▸ PROBLEM DETAILS
Check every line of the material below, and show those that contain "versions".

▸ RECORD EXTRACTS

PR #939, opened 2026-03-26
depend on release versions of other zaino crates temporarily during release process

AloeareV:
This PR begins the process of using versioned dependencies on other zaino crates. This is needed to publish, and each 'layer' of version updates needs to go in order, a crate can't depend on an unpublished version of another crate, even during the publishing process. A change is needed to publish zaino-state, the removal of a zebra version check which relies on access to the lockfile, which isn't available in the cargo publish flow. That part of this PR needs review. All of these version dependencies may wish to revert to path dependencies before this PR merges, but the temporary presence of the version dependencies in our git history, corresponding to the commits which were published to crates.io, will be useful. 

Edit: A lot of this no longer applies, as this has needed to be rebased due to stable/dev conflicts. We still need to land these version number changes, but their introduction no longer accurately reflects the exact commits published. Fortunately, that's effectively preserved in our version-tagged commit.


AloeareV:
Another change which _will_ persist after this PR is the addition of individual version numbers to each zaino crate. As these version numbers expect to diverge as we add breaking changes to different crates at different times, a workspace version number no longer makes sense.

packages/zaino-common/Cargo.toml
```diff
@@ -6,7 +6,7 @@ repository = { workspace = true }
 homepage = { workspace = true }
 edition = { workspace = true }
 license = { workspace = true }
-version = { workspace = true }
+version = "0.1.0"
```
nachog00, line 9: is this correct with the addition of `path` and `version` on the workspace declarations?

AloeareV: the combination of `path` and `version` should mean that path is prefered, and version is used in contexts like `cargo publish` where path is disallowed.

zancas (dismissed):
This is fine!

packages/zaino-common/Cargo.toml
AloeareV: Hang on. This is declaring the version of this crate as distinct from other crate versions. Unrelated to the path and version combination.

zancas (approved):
...
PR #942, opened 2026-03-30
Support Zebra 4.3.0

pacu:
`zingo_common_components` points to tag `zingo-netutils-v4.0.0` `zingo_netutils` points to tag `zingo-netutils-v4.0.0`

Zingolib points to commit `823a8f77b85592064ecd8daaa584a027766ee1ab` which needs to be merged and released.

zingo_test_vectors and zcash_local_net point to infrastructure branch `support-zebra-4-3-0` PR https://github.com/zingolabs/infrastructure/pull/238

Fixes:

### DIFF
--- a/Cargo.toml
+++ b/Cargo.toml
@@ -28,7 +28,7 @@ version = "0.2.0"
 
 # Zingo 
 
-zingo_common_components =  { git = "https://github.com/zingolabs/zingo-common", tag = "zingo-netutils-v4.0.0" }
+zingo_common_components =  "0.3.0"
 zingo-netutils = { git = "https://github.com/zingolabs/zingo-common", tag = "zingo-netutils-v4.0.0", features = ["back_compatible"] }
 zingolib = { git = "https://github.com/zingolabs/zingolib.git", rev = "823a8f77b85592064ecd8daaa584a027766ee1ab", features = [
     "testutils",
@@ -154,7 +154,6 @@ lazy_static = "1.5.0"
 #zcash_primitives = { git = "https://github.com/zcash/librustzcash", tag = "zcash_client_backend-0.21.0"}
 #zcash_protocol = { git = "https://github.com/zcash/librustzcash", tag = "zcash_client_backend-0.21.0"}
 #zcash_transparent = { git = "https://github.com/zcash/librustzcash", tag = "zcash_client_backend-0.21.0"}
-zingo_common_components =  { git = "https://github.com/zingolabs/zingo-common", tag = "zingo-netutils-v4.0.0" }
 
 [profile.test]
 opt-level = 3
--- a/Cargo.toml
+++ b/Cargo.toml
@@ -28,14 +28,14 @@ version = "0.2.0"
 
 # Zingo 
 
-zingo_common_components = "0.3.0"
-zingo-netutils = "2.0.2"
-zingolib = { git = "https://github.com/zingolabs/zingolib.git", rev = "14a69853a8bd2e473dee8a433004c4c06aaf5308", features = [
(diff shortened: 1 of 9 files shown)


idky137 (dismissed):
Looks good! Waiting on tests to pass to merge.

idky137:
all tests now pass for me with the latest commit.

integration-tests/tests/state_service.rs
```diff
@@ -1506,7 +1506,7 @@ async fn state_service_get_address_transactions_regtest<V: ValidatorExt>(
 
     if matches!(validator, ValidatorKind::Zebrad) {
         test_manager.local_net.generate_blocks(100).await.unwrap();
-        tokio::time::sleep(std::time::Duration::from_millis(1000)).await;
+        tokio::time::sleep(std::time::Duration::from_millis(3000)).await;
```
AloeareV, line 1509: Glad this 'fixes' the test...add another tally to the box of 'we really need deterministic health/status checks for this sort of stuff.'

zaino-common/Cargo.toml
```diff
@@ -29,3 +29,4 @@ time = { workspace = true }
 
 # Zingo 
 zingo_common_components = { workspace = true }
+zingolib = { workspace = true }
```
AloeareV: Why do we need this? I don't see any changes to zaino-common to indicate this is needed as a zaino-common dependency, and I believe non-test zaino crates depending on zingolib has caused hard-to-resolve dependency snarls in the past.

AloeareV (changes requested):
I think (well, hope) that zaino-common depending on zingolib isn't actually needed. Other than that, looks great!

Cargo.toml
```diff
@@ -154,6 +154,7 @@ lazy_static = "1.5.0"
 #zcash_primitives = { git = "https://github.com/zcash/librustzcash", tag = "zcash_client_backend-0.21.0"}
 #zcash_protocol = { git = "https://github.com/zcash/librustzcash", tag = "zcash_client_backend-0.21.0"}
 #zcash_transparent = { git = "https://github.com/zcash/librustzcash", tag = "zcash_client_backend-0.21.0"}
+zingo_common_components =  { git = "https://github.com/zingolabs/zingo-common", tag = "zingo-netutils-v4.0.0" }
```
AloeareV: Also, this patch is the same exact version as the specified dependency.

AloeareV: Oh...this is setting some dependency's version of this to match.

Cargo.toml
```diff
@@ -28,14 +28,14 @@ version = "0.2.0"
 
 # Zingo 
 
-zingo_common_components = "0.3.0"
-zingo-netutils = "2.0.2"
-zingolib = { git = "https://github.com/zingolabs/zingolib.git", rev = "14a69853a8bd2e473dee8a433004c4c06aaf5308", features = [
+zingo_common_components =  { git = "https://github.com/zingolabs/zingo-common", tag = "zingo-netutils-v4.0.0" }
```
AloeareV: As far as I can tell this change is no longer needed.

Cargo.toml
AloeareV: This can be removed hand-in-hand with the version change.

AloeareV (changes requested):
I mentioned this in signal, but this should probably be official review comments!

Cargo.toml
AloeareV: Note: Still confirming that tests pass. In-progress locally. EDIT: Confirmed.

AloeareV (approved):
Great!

▸ THE ANSWER
depend on release versions of other zaino crates temporarily during release process
AloeareV: Hang on. This is declaring the version of this crate as distinct from other crate versions. Unrelated to the path and version combination.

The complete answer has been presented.